_TASK DESCRIPTION_
Could you set down every record below exactly as it appears?

_INFORMATION GIVEN_

PR #317, opened 2025-01-09
Derive within spending key  alphanet v5 compat pr

dan-da:
Supersedes #304

This modifies generation_address so that the same addresses will
be derived from a given wallet secret as happened at tag alphanet-v5 (Jan 6, 2024)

_TASK ANSWER_
PR #317, opened 2025-01-09
Derive within spending key  alphanet v5 compat pr

dan-da:
Supersedes #304

This modifies generation_address so that the same addresses will
be derived from a given wallet secret as happened at tag alphanet-v5 (Jan 6, 2024)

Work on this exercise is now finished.